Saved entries
┄┄┄┄┄┄┄┄┄┄┄┄┄┄┄┄┄┄┄┄

PR #1677, opened 2022-10-17
Consistency fix in visualization of Sphere/Circle

ballerin:
## Description

The visualization library for the Circle and the Sphere is inconsistent in the use of ```gs.linspace``` and ```gs.arange``` in the creation of the mesh.

In addition there is an overlap in the mesh in the circle class (n_angles are actually n_angles-1 unique angles, since two are overlapping) and there is a visible gap in both meridian and latitude circles due to the ```gs.arange``` function excluding the end value.

According to the numpy [1.23] documentation:
> When using a non-integer step, such as 0.1, it is often better to use ```numpy.linspace```.

therefore ```gs.linspace``` is used for consistency.

### DIFF
--- a/geomstats/visualization/hypersphere.py
+++ b/geomstats/visualization/hypersphere.py
@@ -16,7 +16,7 @@ class Circle:
     """Class used to draw a circle."""
 
     def __init__(self, n_angles=100, points=None):
-        angles = gs.linspace(0, 2 * gs.pi, n_angles + 1)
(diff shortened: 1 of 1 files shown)


lpereira95 (changes requested):
Thanks @ballerin (it is a small contribution, but helps you out understanding how all the process of opening a PR and merging code works).

There's an issue arising in tensorflow coming from your change. The issue is probably related with some inconsistency in the backend. We can take a look to it tomorrow.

┄┄┄┄┄┄┄┄┄┄┄┄┄┄┄┄┄┄┄┄

Work out how many lines of the data above contain the string "ballerin" and give the number alone.

* _Answer_
2